## PROBLEM DETAILS
Hunt through the lines below for the string "echo" and copy each one that has it.

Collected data
PR #354, opened 2021-08-31
Reorganize Contribution docs

melcorr:
[noissue]

As part of Pulpcore 3.15 docs day.
* Move Pulp CLI architecture to contributor's section
because it is only relevant for code contributors
* Create docs contribution section
* Add line to explain where to contribute


docs/contributing.md
```diff
@@ -1,9 +1,128 @@
...
+```
+
+The named tuple `PluginRequirement` is used to describe dependence on server components.
+It needs the `name` of the plugin and accepts optionally an inclusive `min` version,
+an exclusive `max` version, and an `inverted` flag for exclusion of a version range.
+
+Additionally, the `PulpOption` provides the `needs_plugins` keyword argument.
+It accepts a list of `PluginRequirements` to error when used.
+
+## Generics
```
mdellweg, line 100:
```suggestion
### Generics
```

docs/contributing.md
```diff
@@ -1,9 +1,128 @@
...
+
+filter_params = [
+    click.option("--name"),
+    click.option("--name-contains", "name__contains"),
+]
+my_command.add_command(list_command(decorators=filter_params))
+```
+
+
 ## Code conventions
```
mdellweg, line 126: I would put the code (styling) conventions before the architecture.

docs/contributing.md
```diff
@@ -26,7 +145,7 @@ Those include:
   - `PulpEntityContext.pulp_href`: This property can be used to specify an entity by its URI.
     It will be fetched from the server only at read access.
 
-### Compatibility to pulp versions
+## Compatibility to pulp versions
```
mdellweg, line 148: This one should probably be merged with "Version dependent codepaths". This one is the goal, the other one is the tooling for it.
We should have them adjacent at least.

docs/contributing.md
```diff
@@ -39,7 +158,7 @@ Tests are shell scripts in `tests/scripts` with names like `test_*.sh`.
 They should should focus on the cli operation and are not a replacement for pulp integration tests;
 i.e. make sure the cli translates to the right api calls, but do not care about pulp internals.
 
-### Running Tests
+## Running Tests
```
mdellweg, line 161: This makes me think, we should state that we require tests for features in the conventions section (It's better to set the expectations strait upfront.).
Or maybe we add a PR checklist.

docs/contributing.md
melcorr: Fixed!

docs/contributing.md
melcorr: I have tried to do this @mdellweg let me know if you have any suggestions

docs/contributing.md
melcorr: I added a line but I agree with a PR checklist, but perhaps that can be an additional PR that is out of the scope of this rearrangement PR. 
I was wondering if an example test for a feature would be helpful also. 
But perhaps anyone contributing to the CLI would not need such handholding. I always tend to lean towards highest level of handholding we can offer :-)

docs/contributing.md
```diff
@@ -1,15 +1,142 @@
...
+### Version dependent code paths
+
+Each Pulp CLI release is designed to support multiple Pulp server versions and the CLI itself is versioned independently of any version of the Pulp server components.
+It is supposed to be able to communicate with different combinations of server component versions at the same time.
+Because of this, it might be necessary to guard certain features and workarounds by checking against the available server plugin version.
+To divert code paths depending on plugin versions, use the `PulpContext.has_version` function.
+As a rule of thumb, all necessary workarounds should be implemented in the corresponding `Context` objects to provide a consistent interface to the command callbacks.
+
+The entity contexts should be used to implement necessary server version-dependent workarounds.
+To facilitate this, the `PulpContext` provides the `needs_plugin` and `has_plugin` methods.
```
mdellweg, line 87:
```suggestion
As a rule of thumb, all necessary workarounds should be implemented in the corresponding `Context` objects to provide a consistent interface to the command callbacks.
To facilitate diverting code paths depending on plugin versions, the `PulpContext` provides the `needs_plugin` and `has_plugin` methods.
```

docs/contributing.md
mdellweg: +1 to followup PR's.
Handholding can include that we run shell scripts located in the `tests/scripts` directory.

mdellweg (changes requested):
One last suggestion to amalgamate 4 phrases with too much repetition.

docs/contributing.md
melcorr: Added your rewrite. Thank you!

mdellweg (approved):

PR #364, opened 2021-09-02
Ansible content

gerrod3:
Still need to add tests, but this should fill out the needed content commands for ansible that are not apart of the galaxy api.

### DIFF
--- a/pulpcore/cli/ansible/content.py
+++ b/pulpcore/cli/ansible/content.py
@@ -1,12 +1,27 @@
 import gettext
+from typing import IO, Any, Optional, Union
 
 import click
 
 from pulpcore.cli.ansible.context import PulpAnsibleCollectionVersionContext, PulpAnsibleRoleContext
-from pulpcore.cli.common.context import PulpContext, pass_pulp_context
-from pulpcore.cli.common.generic import list_command
+from pulpcore.cli.common.context import PulpContext, pass_entity_context, pass_pulp_context
+from pulpcore.cli.common.generic import (
+    GroupOption,
+    chunk_size_option,
+    href_option,
+    list_command,
+    pulp_option,
+    show_command,
+)
+from pulpcore.cli.core.context import PulpArtifactContext
 
 _ = gettext.gettext
+
+
+def _content_callback(ctx: click.Context, param: click.Parameter, value: Any) -> Any:
+    if value:
+        ctx.obj.entity = value  # The context should be already set based on the type option
+    return value
 
 
 @click.group()
@@ -28,4 +43,96 @@ def content(ctx: click.Context, pulp_ctx: PulpContext, content_type: str) -> Non
         raise NotImplementedError()
 
 
-content.add_command(list_command())
+list_options = [
+    pulp_option("--name", help=_("Name of {entity}")),
+    pulp_option("--namespace", help=_("Namespace of {entity}")),
+    pulp_option("--version", help=_("Version of {entity}")),
+    pulp_option(
+        "--only-highest",
+        "is_highest",
+        is_flag=True,
+        default=None,
+        help=_(
+            "Only show highest version of collection version (only works for collection versions)"
+        ),
+    ),
+    pulp_option(
+        "--tags",
+        help=_(
+            "Comma separated list of tags that must all match (only works for collection-versions)"
+        ),
+    ),
+]
+
+fields_options = [
+    pulp_option("--fields", help=_("String list of fields to include in the result")),
+    pulp_option(
+        "--exclude-fields",
+        default="files,manifest,docs_blob",
+        help=_("String list of fields to exclude from result"),
+    ),
+]
+
+lookup_options = [
+    click.option(
+        "--name",
+        help=_("Name of {entity}"),
+        group=["namespace", "version"],
+        expose_value=False,
+        cls=GroupOption,
+        callback=_content_callback,
+    ),
+    click.option(
+        "--namespace",
+        help=_("Namespace of {entity}"),
+        group=["name", "version"],
+        expose_value=False,
+        cls=GroupOption,
+    ),
+    click.option(
+        "--version",
+        help=_("Version of {entity}"),
+        group=["namespace", "name"],
+        expose_value=False,
+        cls=GroupOption,
+    ),
+    href_option,
+]
+
+content.add_command(list_command(decorators=list_options + fields_options))
+content.add_command(show_command(decorators=lookup_options))
+
+
+@content.command()
+@click.option("--file", type=click.File("rb"), required=True)
+@chunk_size_option
+@pulp_option("--name", help=_("Name of {entity}, only required for Roles"))
+@pulp_option("--namespace", help=_("Namespace of {entity}, only required for Roles"))
+@pulp_option("--version", help=_("Version of {entity}, only required for Roles"))
+@pass_entity_context
+@pass_pulp_context
+def upload(
+    pulp_ctx: PulpContext,
+    content_ctx: Union[PulpAnsibleRoleContext, PulpAnsibleCollectionVersionContext],
+    file: IO[bytes],
+    chunk_size: int,
+    name: Optional[str],
+    namespace: Optional[str],
+    version: Optional[str],
+) -> None:
+
+    if isinstance(content_ctx, PulpAnsibleRoleContext):
+        # Check that name, namespace, and version are supplied for Role upload
+        if not all((name, namespace, version)):
+            raise click.ClickException(
+                "Please specify name, namespace, and version when uploading a Role"
+            )
+        artifact_href = PulpArtifactContext(pulp_ctx).upload(file, chunk_size)
+        body = {"artifact": artifact_href, "name": name, "namespace": namespace, "version": version}
+        result = content_ctx.create(body=body)
+        pulp_ctx.output_result(result)
+    else:
+        # Collection upload uses name, namespace, and version for extra validation
+        body = {"expected_name": name, "expected_namespace": namespace, "expected_version": version}
+        result = content_ctx.upload(file=file, body=body)
+        pulp_ctx.output_result(result)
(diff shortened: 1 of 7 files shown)


pulpcore/cli/ansible/content.py
```diff
@@ -27,5 +35,60 @@ def content(ctx: click.Context, pulp_ctx: PulpContext, content_type: str) -> Non
...
+]
+
+content.add_command(list_command(decorators=list_options + fields_options))
+content.add_command(show_command(decorators=lookup_options))
+
 
-content.add_command(list_command())
+@content.command()
+@click.option("--file", type=click.File("rb"), required=True)
+@click.option(
```
mdellweg, line 64: Don't we have a generic for this?

mdellweg (commented):
No proper review...

pulpcore/cli/ansible/content.py
mdellweg: I mean the chunk-size

gerrod3: Yes, I didn't rebase when making this so copying pasting made me use the old option.

pulpcore/cli/ansible/content.py
```diff
@@ -1,14 +1,29 @@
...
+    show_command,
+)
+from pulpcore.cli.core.context import PulpArtifactContext
 
 _ = gettext.gettext
 
 
+def _content_callback(ctx: click.Context, param: click.Parameter, value: Any) -> Any:
+    if value:
+        ctx.obj.entity = value  # The context should be already set based on the type option
```
mdellweg, line 23: I think, this should be a `ctx.find_object(PulpContentContext)`.

pulpcore/cli/ansible/content.py
```diff
@@ -28,4 +50,96 @@ def content(ctx: click.Context, pulp_ctx: PulpContext, content_type: str) -> Non
         raise NotImplementedError()
 
 
-content.add_command(list_command())
+list_options = [
```
mdellweg, line 53: These are really filter options, right? We could have gems like `--name-contains`...

pulpcore/cli/ansible/content.py
```diff
@@ -28,4 +50,96 @@ def content(ctx: click.Context, pulp_ctx: PulpContext, content_type: str) -> Non
...
+    pulp_option("--name", help=_("Name of {entity}")),
+    pulp_option("--namespace", help=_("Namespace of {entity}")),
+    pulp_option("--version", help=_("Version of {entity}")),
```
mdellweg, line 56: Does pulp support version sorting filters? Like `--version-gt'?

pulpcore/cli/ansible/content.py
```diff
@@ -28,4 +50,96 @@ def content(ctx: click.Context, pulp_ctx: PulpContext, content_type: str) -> Non
...
+    pulp_option(
+        "--only-highest",
```
mdellweg, line 58: Do you think, `--highest` or `--latest` would be a better name?

pulpcore/cli/ansible/content.py
```diff
@@ -28,4 +50,96 @@ def content(ctx: click.Context, pulp_ctx: PulpContext, content_type: str) -> Non
...
+        is_flag=True,
+        default=None,
+        help=_(
+            "Only show highest version of collection version (only works for collection versions)"
+        ),
+    ),
+    pulp_option(
+        "--tags",
+        help=_(
+            "Comma separated list of tags that must all match (only works for collection-versions)"
```
mdellweg, line 69:
```suggestion
            "Comma separated list of tags that must all match (only works for collection versions)"
```

pulpcore/cli/ansible/content.py
```diff
@@ -28,4 +50,96 @@ def content(ctx: click.Context, pulp_ctx: PulpContext, content_type: str) -> Non
...
+        if not all((name, namespace, version)):
+            raise click.ClickException(
+                "Please specify name, namespace, and version when uploading a Role"
+            )
+        artifact_href = PulpArtifactContext(pulp_ctx).upload(file, chunk_size)
+        body = {"artifact": artifact_href, "name": name, "namespace": namespace, "version": version}
+        result = content_ctx.create(body=body)
+        pulp_ctx.output_result(result)
+    else:
+        # Collection upload uses name, namespace, and version for extra validation
```
mdellweg, line 142:
```suggestion
        # Collection upload uses name, namespace, and version for server side validation
```

pulpcore/cli/ansible/context.py
```diff
@@ -21,6 +22,11 @@ class PulpAnsibleCollectionVersionContext(PulpContentContext):
     LIST_ID = "content_ansible_collection_versions_list"
     READ_ID = "content_ansible_collection_versions_read"
     CREATE_ID = "content_ansible_collection_versions_create"
+    UPLOAD_ID = "upload_collection"
```
mdellweg, line 25: Wow, this is unexpected. Is this endpoint not part of the usual pulp rest api?
Just curiosity. We can proabably not do any thing about it here.

pulpcore/cli/ansible/repository.py
```diff
@@ -49,6 +56,31 @@
 )
 
 
+CONTENT_LIST_SCHEMA = s.Schema(
+    [{"name": s.And(str, len), "namespace": s.And(str, len), "version": s.And(str, len)}]
+)
+
+
+def _content_callback(ctx: click.Context, param: click.Parameter, value: Any) -> Any:
+    print(value)
```
mdellweg, line 65:
```suggestion
```

pulpcore/cli/ansible/repository.py
```diff
@@ -49,6 +56,31 @@
...
+    if value:
+        ctx.obj.entity = value  # The context is set by the type parameter on the content commands
+    return value
+
+
+def _content_type_callback(ctx: click.Context, param: click.Parameter, value: Any) -> Any:
+    # This is eagerly ran
```
mdellweg, line 72:
```suggestion
    # This needs to run eagerly
```

pulpcore/cli/ansible/repository.py
```diff
@@ -119,6 +229,3 @@ def sync(
         href=repository_href,
         body=body,
     )
-
-
-# TODO Finish 'add' and 'remove' commands when role and collection contexts are implemented
```
mdellweg, line 124: :tada:

pulpcore/cli/common/generic.py
```diff
@@ -109,7 +109,9 @@ def handle_parse_result(
     ) -> Any:
         assert self.name is not None
         all_options = self.group + [self.name]
-        if all(x in opts for x in all_options):
+        options_present = [x for x in all_options if x in opts]
+        num_options = len(options_present)
+        if not num_options and not self.required or num_options == len(all_options):
```
mdellweg, line 114: This is really of hard to read. How about:
```python
if num_options != len(all_options) and (num_options != 0 or self.required):
    raise click.UsageError(...)
self.prompt = None
```

pulpcore/cli/common/generic.py
```diff
@@ -119,7 +121,7 @@ def handle_parse_result(
             )
         value = opts.get(self.name)
         if self.callback is not None:
-            value = self.callback(ctx, self, {o: opts[o] for o in all_options})
+            value = self.callback(ctx, self, {o: opts[o] for o in options_present})
```
mdellweg, line 124: I don't think we should call the callback if `options_present` is empty.

pulpcore/cli/common/generic.py
```diff
@@ -217,11 +219,12 @@ def load_json_callback(
 
 
 def create_content_json_callback(
-    content_ctx: Type[PulpContentContext], schema: s.Schema = None
+    content_ctx: Optional[Type[PulpContentContext]] = None, schema: s.Schema = None
```
mdellweg, line 222: Are we breaking any interface if we properly rename this parameter to `ctx_class`?

pulpcore/cli/ansible/content.py
gerrod3: `--latest` sounds good.

pulpcore/cli/ansible/content.py
gerrod3: Sadly, no

pulpcore/cli/ansible/context.py
gerrod3: There is a create endpoint for collection versions, but it requires you know and supply every piece of metadata for the upload. This other endpoint is apart of the galaxy api and is much simpler to use. I think they both use the same upload task code, it's just their serializers are different.

pulpcore/cli/ansible/content.py
gerrod3: There is only exact filters on these fields.

pulpcore/cli/ansible/context.py
mdellweg: So this endpoint is meant to be used by the galaxy cli? In pulp_container we intentionally excluded the live/push-pull api from the openapi schema...

mdellweg:
```suggestion
    UPLOAD_ID: ClassVar[str] = "upload_collection"
```

pulpcore/cli/common/generic.py
```diff
@@ -217,11 +218,12 @@ def load_json_callback(
 
 
 def create_content_json_callback(
-    content_ctx: Type[PulpContentContext], schema: s.Schema = None
+    ctx_class: Optional[Type[PulpContentContext]] = None, schema: s.Schema = None
 ) -> Any:
     def _callback(
         ctx: click.Context, param: click.Parameter, value: Optional[str]
     ) -> Optional[List[PulpContentContext]]:
+        nonlocal ctx_class
```
mdellweg, line 226: This I don't understand. I think this allows to overwrite the value in the closure (that is the scope created by calling `create_content_json_callback`. And I think, this scope may live longer than we expect here when using the `shell` command. So where I expect this to fail is: Inside `pulp shell` call a content modify command for collections and then one for roles. In the second call, we might have the `CollectionContext` still in the `ctx_class`. For single one shot commands, this is probably just not correct, but no problem.

Issue #284, opened 2021-06-30
As a user I want to be able to create, upload, and list rpm packages


ajsween:
Essentially I'd like to be able to add rpm packages in the same way I can with file content. I'd also like to be able to directly upload the artifact as part of the cli create operation (skip the ```pulp artifact create``` step).

mdellweg:
#205 may fix this.

PR #347, opened 2021-08-24
Add support for ACS

daviddavis:
fixes #324

PR #365, opened 2021-09-07
Add rpm package content support

Tjev:
I've implemented the rpm content functionality as has been once requested (#284), and once attempted (#205) by my colleague.

### DIFF
--- a/pulpcore/cli/rpm/repository.py
+++ b/pulpcore/cli/rpm/repository.py
@@ -2,6 +2,7 @@ import gettext
 from typing import Any, Dict, Iterable, Optional
 
 import click
+import schema as s
 
 from pulpcore.cli.common.context import (
     EntityFieldDefinition,
@@ -15,6 +16,7 @@ from pulpcore.cli.common.context import (
 )
 from pulpcore.cli.common.generic import (
     create_command,
+    create_content_json_callback,
     destroy_command,
     href_option,
     label_command,
@@ -22,6 +24,7 @@ from pulpcore.cli.common.generic import (
     list_command,
     name_option,
     pulp_option,
+    repository_content_command,
     repository_href_option,
     repository_option,
     resource_option,
@@ -32,7 +35,11 @@ from pulpcore.cli.common.generic import (
 )
 from pulpcore.cli.core.generic import task_command
 from pulpcore.cli.rpm.common import CHECKSUM_CHOICES
-from pulpcore.cli.rpm.context import PulpRpmRemoteContext, PulpRpmRepositoryContext
+from pulpcore.cli.rpm.context import (
+    PulpRpmPackageContext,
+    PulpRpmRemoteContext,
+    PulpRpmRepositoryContext,
+)
 
 _ = gettext.gettext
 
@@ -48,6 +55,17 @@ remote_option = resource_option(
         "Remote used for synching in the form '[[<plugin>:]<resource_type>:]<name>' or by href."
     ),
 )
+
+
+def _content_callback(ctx: click.Context, param: click.Parameter, value: Any) -> Any:
+    if value:
+        pulp_ctx = ctx.find_object(PulpContext)
+        assert pulp_ctx is not None
+        ctx.obj = PulpRpmPackageContext(pulp_ctx, pulp_href=value)
+    return value
+
+
+CONTENT_LIST_SCHEMA = s.Schema([{"pulp_href": str}])
 
 
 @click.group()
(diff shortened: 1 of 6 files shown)


gerrod3 (commented):
This is looking pretty good. The CI isn't going to pass without some lint changes, run `make black & make lint`, this should format the files nicely and tell you if you have any mypy issues. The CI also needs a changelog file and reference in the commit message. See this PR for an example: https://github.com/pulp/pulp-cli/pull/347. Finally we like to add tests for new features, something similar to this: https://github.com/pulp/pulp-cli/blob/develop/tests/scripts/pulp_python/test_content.sh#L1-L23 would be good.

The commands & options look good, but I don't know much about the RPM plugin, so I can't advise on what could be changed. Maybe @ggainey or @daviddavis could provide more insight.

daviddavis:
@ggainey would you mind reviewing?

Tjev:
Hello :)

in order to test the newly implemented ```rpm_content``` command group in some reasonable manner, I attempted to implement the ```rpm repository content``` command group.

I tried to follow the implementation from the ```file``` and ```python```, but am still struggling to get the commands to work.
If I attempt to add a newly uploaded rpm package into an existing repository as follows: 

```pulp rpm repository content add --package-href "some_package_href" --repository "some_repo"```

I get following error:

```Error: Parameter [package_href] not available for content_rpm_packages_list.```

Could I ask for some guidance, please?

File: pulpcore/cli/rpm/repository.py [hunk 1]
```diff
@@ -50,6 +57,17 @@
 )
 
 
+def _content_callback(ctx: click.Context, param: click.Parameter, value: Any) -> Any:
+    if value:
+        pulp_ctx = ctx.find_object(PulpContext)
+        assert pulp_ctx is not None
+        ctx.obj = PulpRpmPackageContext(pulp_ctx, entity={"package_href": value})
```
mdellweg, line 64: This may solve your problem here.

```suggestion
        ctx.obj = PulpRpmPackageContext(pulp_ctx, pulp_href=value})
```

But it's probably not meant that way: This callback was meant to lookup the content by its "natural key" (is it nevra here?), while you created an href-lookup, which is another valid approach currently missing on the file commands.

Tjev:
I managed to resolve the issue. Thanks for the help.

Could I ask for a review, please?

pulpcore/cli/rpm/repository.py
```diff
@@ -67,8 +85,39 @@ def repository(ctx: click.Context, pulp_ctx: PulpContext, repo_type: str) -> Non
         raise NotImplementedError()
 
 
+package_options = [
+    click.option(
+        "--pulp-href",
```
mdellweg, line 90:
```suggestion
        "--package-href",
```

pulpcore/cli/rpm/repository.py
```diff
@@ -50,6 +57,17 @@
...
 
+def _content_callback(ctx: click.Context, param: click.Parameter, value: Any) -> Any:
+    if value:
+        pulp_ctx = ctx.find_object(PulpContext)
+        assert pulp_ctx is not None
+        ctx.obj = PulpRpmPackageContext(pulp_ctx, pulp_href=value)
+    return value
+
+
+CONTENT_LIST_SCHEMA = s.Schema([{"pulp_href": str}])
```
mdellweg, line 68: I still think we should see a natural key here.

mdellweg:
Can you squash to one commit and add a "fixes #284" to the commit message?

pulpcore/cli/rpm/repository.py
ggainey: "natural key" for RPMs gets complicated in the wild - you would think it would just 'nevra in repo', but you can have RPMs with the same NEVRA but different checksums, and RPMs with the same NEVRA/checksum but different relative_paths. This is because the "rules" for rpm-repo-layout are...more like a set of **guidelines**, really.

I would eventually like to see a more 'natural' approach available to CLI users - maybe an "add to repo" that takes a JSON file of just path-to-rpm-file and relative-path? - that hides things like sha256 and hrefs and the content-modify call details from the casual CLI user. However, the approach here is def. valid, and not having this API covered is absolutely a Gaping Hole in rpm-support in the CLI - so I'm happy to have it! We can add "higher level" commands at a later date.

pulpcore/cli/rpm/repository.py
Tjev: I've changed it back to the `--package-href` as you suggested. However, I can't seem to get the `package_href` working for the json content. For now, I kept the `pulp_href` as the option keyword for the json. Is this way okay?

mdellweg:
Your test shell scripts fail the shellcheck linting.
You know you can run all the lingers locally: `make lint` or even `make black lint`.

tests/scripts/pulp_rpm/test_content.sh
```diff
@@ -0,0 +1,55 @@
...
+expect_succ pulp rpm remote show --name "cli_test_rpm_remote"
+REMOTE_HREF=$(echo "$OUTPUT" | jq -r .pulp_href)
+expect_succ pulp rpm repository create --name "cli_test_rpm_repository" --remote "$REMOTE_HREF"
+expect_succ pulp rpm repository show --name "cli_test_rpm_repository"
+
+expect_succ pulp rpm repository content modify \
+--repository "cli_test_rpm_repository" \
+--add-content "[{\"pulp_href\": \"$PACKAGE_HREF\"}]"
+expect_succ pulp rpm repository content list --repository "cli_test_rpm_repository"
+test "(echo \"$OUTPUT\" | jq -r '.[0].pulp_href')" = "$PACKAGE_HREF"
```
mdellweg, line 31:
```suggestion
test "$(echo "$OUTPUT" | jq -r '.[0].pulp_href')" = "$PACKAGE_HREF"
```

mdellweg:
@ggainey you want to give this a final review?

ggainey:
> @ggainey you want to give this a final review?

Installed into my dev-env and played with. Went back over the changes, and the conversations, and I'm good to go with this. As discussed, we will probably want to add some higher-level/more "natural" command-options to make things easier on users, but this is great to have!

ggainey (approved):
This is a great addition, thank you for all the work!

PR #533, opened 2022-07-17
Fix config file loading due to lack of permissions

### LINKED ISSUE #509: pulp-cli fails to start if a config file location is inaccessible (permissions)

mdellweg:
Config files that cannot be accessed due to the lack of permissions are
now simply ignored.

fixes #509

Co-Authored-By: Matthias Dellweg <dellweg@redhat.com>

### DIFF
--- a/CHANGES/509.bugfix
+++ b/CHANGES/509.bugfix
@@ -1,0 +1,2 @@
+Fixed bug, where the failure to load config file due to the lack of file permissions lead to a crash.
+Now those files are simply ignored.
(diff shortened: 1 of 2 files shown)


ggainey (approved):
Looks good, modulo the 3.9 CI failure

gerrod3 (approved):
CI error was fixed by https://github.com/pulp/pulp-cli/pull/532, merging.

## THE ANSWER
+REMOTE_HREF=$(echo "$OUTPUT" | jq -r .pulp_href)
+test "(echo \"$OUTPUT\" | jq -r '.[0].pulp_href')" = "$PACKAGE_HREF"
test "$(echo "$OUTPUT" | jq -r '.[0].pulp_href')" = "$PACKAGE_HREF"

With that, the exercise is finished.